🤖 AI Summary
This work addresses the high cost and risk of real-world reinforcement learning for autonomous driving, where existing pixel-level diffusion-based world models suffer from prohibitive inference latency (~2 seconds per frame), hindering high-frequency interaction. To overcome this, the authors propose DreamerAD, a latent-space world model featuring three key innovations: shortcut forcing via recursive multi-resolution step compression, a latent-representation-based autoregressive dense reward model, and Gaussian vocabulary sampling tailored for GRPO. These mechanisms collectively reduce diffusion sampling from 100 steps to a single step—yielding an 80× speedup—while preserving visual interpretability. Evaluated on NavSim v2, DreamerAD achieves a state-of-the-art 87.7 EPDMS, establishing a new performance benchmark and demonstrating the efficacy and practicality of latent-space reinforcement learning for autonomous driving.
📝 Abstract
We introduce DreamerAD, the first latent world model framework that enables efficient reinforcement learning for autonomous driving by compressing diffusion sampling from 100 steps to 1 - achieving 80x speedup while maintaining visual interpretability. Training RL policies on real-world driving data incurs prohibitive costs and safety risks. While existing pixel-level diffusion world models enable safe imagination-based training, they suffer from multi-step diffusion inference latency (2s/frame) that prevents high-frequency RL interaction.
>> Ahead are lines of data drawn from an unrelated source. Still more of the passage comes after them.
PR #87, opened 2022-02-14
add partition and namespace support

cthain:
- Document prerequisites for the acceptance tests in the README;
- Add a step to vet the local test execution environment prior to terraforming, in order to catch potential setup issues before the target environment is created;
- Add a test to verify upstream communication across namespaces is controlled correctly via intentions.
- Add a test to verify upstream communication across partitions and namespaces is controlled via `exported-services` and intentions.

## How I've tested this PR:
- Ran all the acceptance tests on ECS using HCP Consul and the latest `consul-ecs`;
- Ran the example in the `examples/admin-partitions` directory.

- :eyes: 
- Run the example and/or acceptance tests if you're feeling ambitious.

## Checklist:
- [x] Tests added
- [x] CHANGELOG entry added


test/acceptance/tests/hcp/terraform/ns/main.tf
```diff
@@ -0,0 +1,264 @@
...
+      }
+    ]
+    linuxParameters = {
+      initProcessEnabled = true
+    }
+  }]
+  retry_join = jsondecode(base64decode(hcp_consul_cluster.this.consul_config_file))["retry_join"]
+  upstreams = [
+    {
+      destinationName = "test_server_${var.suffix}"
```
pglass, line 156: In this upstream config for the client, you should need `destinationNamespace = local.test_server_ns` here. This routes the requests from the client service to the test server in that separate namespace.

pglass (commented):
Overall, great work! There's one important fix, which I commented about.

test/acceptance/tests/hcp/terraform/ns/main.tf
cthain: Good catch, thanks! I've updated per the comment.

cthain:
@pglass @erichaberkorn I've committed and pushed all my changes for the terraform repo related to the AP and NS support. Please have a look and let me know if you have any comments/suggestions; particularly with how I re-structured the HCP testing. Thanks!

CHANGELOG.md
```diff
@@ -1,3 +1,8 @@
+## Unreleased
+
+FEATURES
+* Added support for Consul Enterprise Admin Partitions and Namespaces.
```
cthain, line 4: Should be `Add support...`

test/acceptance/tests/hcp/hcp_test.go
```diff
@@ -1,124 +1,119 @@
...
 	"github.com/hashicorp/consul/sdk/testutil/retry"
+	"github.com/hashicorp/terraform-aws-consul-ecs/test/acceptance/framework/config"
 	"github.com/hashicorp/terraform-aws-consul-ecs/test/acceptance/framework/helpers"
 	"github.com/hashicorp/terraform-aws-consul-ecs/test/acceptance/framework/logger"
 	"github.com/stretchr/testify/require"
 )
 
+const setupDir = "../../setup-terraform"
+
+var timeouts = map[string]*retry.Timer{
```
erichaberkorn, line 23: It might be cleaner to define and use a struct since we know all of the keys. I might be missing something though.

test/acceptance/tests/hcp/hcp_test.go
```diff
@@ -1,124 +1,119 @@
...
-	logger.Log(t, "checking if services are registered")
-	retry.RunWith(&retry.Timer{Timeout: 6 * time.Minute, Wait: 20 * time.Second}, t, func(r *retry.R) {
-		services, _, err := consulClient.Catalog().Services(nil)
-		r.Check(err)
-		logger.Logf(t, "Consul services: %v", services)
-		require.Contains(r, services, serverServiceName)
-		require.Contains(r, services, clientServiceName)
+	logger.Log(t, "waiting for services to register with consul")
+	retry.RunWith(timeouts["registration"], t, func(r *retry.R) {
+		require.True(r, clientTask.Registered())
```
erichaberkorn, line 93: The code reads much better after this refactoring. Great work!

test/acceptance/tests/hcp/hcp_test.go
```diff
@@ -155,6 +150,402 @@ func TestHCP(t *testing.T) {
...
+func TestNamespaces(t *testing.T) {
+	// read the configuration from the setup-terraform dir.
+	var cfg HCPTestConfig
+	require.NoError(t, config.UnmarshalTF(setupDir, &cfg))
+
+	// generate input variables to the test terraform using the config.
+	ignoreVars := []string{"ecs_cluster_1_arn", "ecs_cluster_2_arn"}
+	tfVars := config.TFVars(cfg, ignoreVars...)
+
+	consulClient, consulState, err := consulClient(t, cfg.ConsulAddr, cfg.ConsulToken)
```
erichaberkorn, line 164: I think naming `consulState` something like `initialConsulState` would be more clear about its intention. This threw me off for a while.

test/acceptance/tests/hcp/hcp_test.go
```diff
@@ -155,6 +150,402 @@ func TestHCP(t *testing.T) {
...
+type NamespaceState struct {
+	Name        string
+	Tokens      map[string]struct{}
+	Policies    map[string]struct{}
+	Roles       map[string]struct{}
+	AuthMethods map[string]struct{}
+}
+
+func recordConsulState(t *testing.T, consul *api.Client) (ConsulState, error) {
+	// TODO: not sure how to handle OSS vs Enterprise cases.. these tests currently use Enterprise.
```
erichaberkorn, line 432: This is much better than before. So, thanks a lot for making the enterprise cases significantly better 😄

test/acceptance/tests/hcp/hcp_test.go
```diff
@@ -155,6 +150,402 @@ func TestHCP(t *testing.T) {
...
+		return nil, ConsulState{}, fmt.Errorf("failed to create Consul client: %w", err)
+	}
+	state, err := recordConsulState(t, client)
+	if err != nil {
+		return nil, ConsulState{}, fmt.Errorf("failed to establish Consul state: %w", err)
+	}
+	return client, state, err
+}
+
+type ConsulState struct {
```
erichaberkorn, line 414: I'm just curious, how does this deal with restoring the state of services?

examples/admin-partitions/README.md
```diff
@@ -0,0 +1,70 @@
+# Consul on ECS - Admin Partitions and Namespaces
+
+This folder provides an example of using the Admin Partition and Namespace features Consul Enterprise on ECS.
```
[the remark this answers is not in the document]
cthain: Agreed.

test/acceptance/framework/config/config.go
```diff
@@ -40,3 +48,90 @@ func (t TestConfig) TFVars(ignoreVars ...string) map[string]interface{} {
 	}
 	return vars
 }
+
+// UnmarshalTF populates the cfg struct with the Terraform outputs
+// from the given tfDir directory. The cfg arg must be a pointer to
+// a value that can be populated by json.Unmarshal based on the output
+// of the `terraform output -json` command.
+func UnmarshalTF(tfDir string, cfg interface{}) error {
```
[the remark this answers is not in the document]
cthain: Yes currently it is only used by the HCP tests. I can be explicit about the type of the input arg, in which case it may also be best to move it into the `hcp` test package. I made this func generic and included it in the `config` package with the intention of eventually refactoring the `suite` package to use it.. I didn't want to make those changes under this PR because I didn't want to make non-functional changes to tests that I didn't change.

Let me know what you think.

test/acceptance/tests/hcp/hcp_test.go
cthain: Great suggestion!

test/acceptance/tests/hcp/hcp_test.go
cthain: Thanks :)

test/acceptance/tests/hcp/hcp_test.go
cthain: Agreed.. Sorry for the confusion.

test/acceptance/tests/hcp/hcp_test.go
cthain: Currently it only handles ACL state that may be changed by the ACL controller. Do you think it is worth changing the name of the struct to something like `ConsulACLState`?

test/acceptance/tests/hcp/hcp_test.go
```diff
@@ -155,6 +150,402 @@ func TestHCP(t *testing.T) {
...
+			}
+
+			partState.Namespaces[ns.Name] = nsState
+		}
+		state.Partitions[part.Name] = partState
+	}
+	return state, nil
+}
+
+func restoreConsulState(t *testing.T, consul *api.Client, state ConsulState) error {
```
pglass, line 481: I think this is fine, but to simplify, is there a reason we shouldn't delete everything in the HCP cluster? We could clean out the HCP cluster to ensure a clean slate at the beginning of each test case.

I guess we couldn't parallelize easily if we do that (although, we maybe can't parallelize these easily either when the test cases share a server cluster?).

pglass (approved):
This is really great!

(In general, I'd encourage more smaller PRs next time, but I'm guilty of large single PRs too so 👍 )

CHANGELOG.md
cthain: Agreed.. Not really too much of a chicken/egg in this case because I already had the PR created.

test/acceptance/tests/hcp/hcp_test.go
cthain: My pleasure :)

test/acceptance/tests/hcp/hcp_test.go
```diff
@@ -155,6 +150,402 @@ func TestHCP(t *testing.T) {
...
+	var cfg HCPTestConfig
+	require.NoError(t, config.UnmarshalTF(setupDir, &cfg))
+
+	// generate input variables to the test terraform using the config.
+	ignoreVars := []string{"ecs_cluster_1_arn", "ecs_cluster_2_arn"}
+	tfVars := config.TFVars(cfg, ignoreVars...)
+
+	consulClient, consulState, err := consulClient(t, cfg.ConsulAddr, cfg.ConsulToken)
+	require.NoError(t, err)
+	defer func() {
```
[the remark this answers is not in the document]
cthain: Agreed.

test/acceptance/tests/hcp/hcp_test.go
```diff
@@ -1,124 +1,119 @@
...
+	ECSCluster2ARN          string      `json:"ecs_cluster_2_arn"`
+	ConsulAddr              string      `json:"consul_public_endpoint_url"`
+	ConsulPrivateAddr       string      `json:"consul_private_endpoint_url"`
+	RetryJoin               interface{} `json:"retry_join"`
+	BootstrapTokenSecretARN string      `json:"bootstrap_token_secret_arn"`
+	GossipKeySecretARN      string      `json:"gossip_key_secret_arn"`
+	ConsulCASecretARN       string      `json:"consul_ca_cert_secret_arn"`
+
+	// Fields that are excluded from the Terraform variables have no JSON tags.
+	ConsulToken string
```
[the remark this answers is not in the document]
cthain: > Not that it really matters here, but it will parse a "ConsulToken" field (case insensitively), if present.

Good catch!

In the end we actually need the `token` field to be serialized/deserialized because the tests need it to authenticate the `consulClient`.. this is why the HCP tests failed in the CI pipeline.

test/acceptance/framework/helpers/task.go
```diff
@@ -0,0 +1,134 @@
...
+// MeshTask represents a Consul ECS mesh task and provides utility functions for interacting with it.
+type MeshTask struct {
+	ConsulClient *api.Client
+	Name         string
+	Partition    string
+	Namespace    string
+	Region       string
+	ClusterARN   string
+	taskARN      string
+}
```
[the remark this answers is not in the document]
cthain: Good call. I combined your suggestion with Eric's and I added a `NewMeshTask` constructor that uses `t.NotNil/Empty` to validate the inputs up front.

examples/admin-partitions/README.md
```diff
@@ -0,0 +1,70 @@
...
+
+![Admin Partitions Example](context.png)
```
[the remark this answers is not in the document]
cthain: Agreed.

examples/admin-partitions/terraform/aws_ecs.tf
```diff
@@ -0,0 +1,106 @@
...
+
+  name = local.ecs_name
+  cidr = "10.0.0.0/16"
+  // The NAT gateway limit is per AZ. With `single_nat_gateway = true`, the NAT gateway is created
+  // in the first public subnet. Shuffling AZs helps spread NAT gateways across AZs to help with this.
+  azs = [
+    // Silly, but avoids this error: `"count" value depends on resource attributes that cannot be determined until apply`
+    random_shuffle.azs.result[0],
+    random_shuffle.azs.result[1],
+    random_shuffle.azs.result[2],
```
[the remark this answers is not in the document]
cthain: Good point and thanks for the clarification. I've update the example.

test/acceptance/framework/helpers/task.go
```diff
@@ -0,0 +1,134 @@
...
+
+// Registered indicates if the service for the task is registered in Consul.
+func (task *MeshTask) Registered() bool {
+	if task.ConsulClient == nil {
+		panic("MeshTask.Registered() called with nil Consul client")
```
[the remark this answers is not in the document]
cthain: I combined your suggestion with Paul's and created a `NewMeshTask` constructor that takes in `*testing.T` and uses `require.NotNil/Empty` to vet the input args up front.

test/acceptance/framework/config/config.go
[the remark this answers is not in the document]
cthain: For now I've moved the HCP-specific config into a new `config.go` file in the `hcp` package. It explicitly uses the `HCPTestConfig` struct now.

examples/admin-partitions/ap-example
```diff
@@ -0,0 +1,74 @@
...
+
+# wait for services to be registered in Consul
+waitfor ${CLIENT_AP} ${CLIENT_NS} ${CLIENT_NAME}
+echo ""
+
+waitfor ${SERVER_AP} ${SERVER_NS} ${SERVER_NAME}
+echo ""
+
+# create exported-services config entry to expose the example_server in partition 2 to the services in partition 1
+echo "creating exported-services config entry"
```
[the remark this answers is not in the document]
cthain: Both are good suggestions. Long term I like the idea of using the Terraform consul provider to do this since I think that is the best practicable example we can provide.

The example, as it currently is, is a bit contrived and probably not how things would be done in practice. I did this to test that the ACL controller was doing specific things like creating the partition and namespace(s) for the tasks if they don't already exist. But those types of checks belong in the acceptance tests (which they do now), not an example.

> Actually, it looks like intentions are managed via config entries as well (TIL)

Yes, I learned that recently too and I updated the HCP acceptance tests to use config-entry-style intentions.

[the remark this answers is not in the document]
cthain: The Consul TF provider does not support admin partitions. I updated the `hcp_consul.tf` file with the proposed updates and have commented them out with a TODO for now. I have added a task to the backlog to update this once the TF provider supports admin partitions.

I am going to leave the script as is (using raw HTTP requests) for now since I think the TF provider is the way to go and I don't want to update this thrice.

test/acceptance/tests/hcp/hcp_test.go
cthain: I've left this as is for now. I've create a task in the backlog to revisit the acceptance test performance.

test/acceptance/tests/hcp/hcp_test.go
cthain: Parallel == Hard :laughing: 

I've left this as is for now. I've create a task in the backlog to revisit the acceptance test performance.

test/acceptance/tests/hcp/hcp_test.go
erichaberkorn: Yeah, that is even better @pglass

Our approach leverages denoised latent features from video generation models through three key mechanisms: (1) shortcut forcing that reduces sampling complexity via recursive multi-resolution step compression, (2) an autoregressive dense reward model operating directly on latent representations for fine-grained credit assignment, and (3) Gaussian vocabulary sampling for GRPO that constrains exploration to physically plausible trajectories. DreamerAD achieves 87.7 EPDMS on NavSim v2, establishing state-of-the-art performance and demonstrating that latent-space RL is effective for autonomous driving.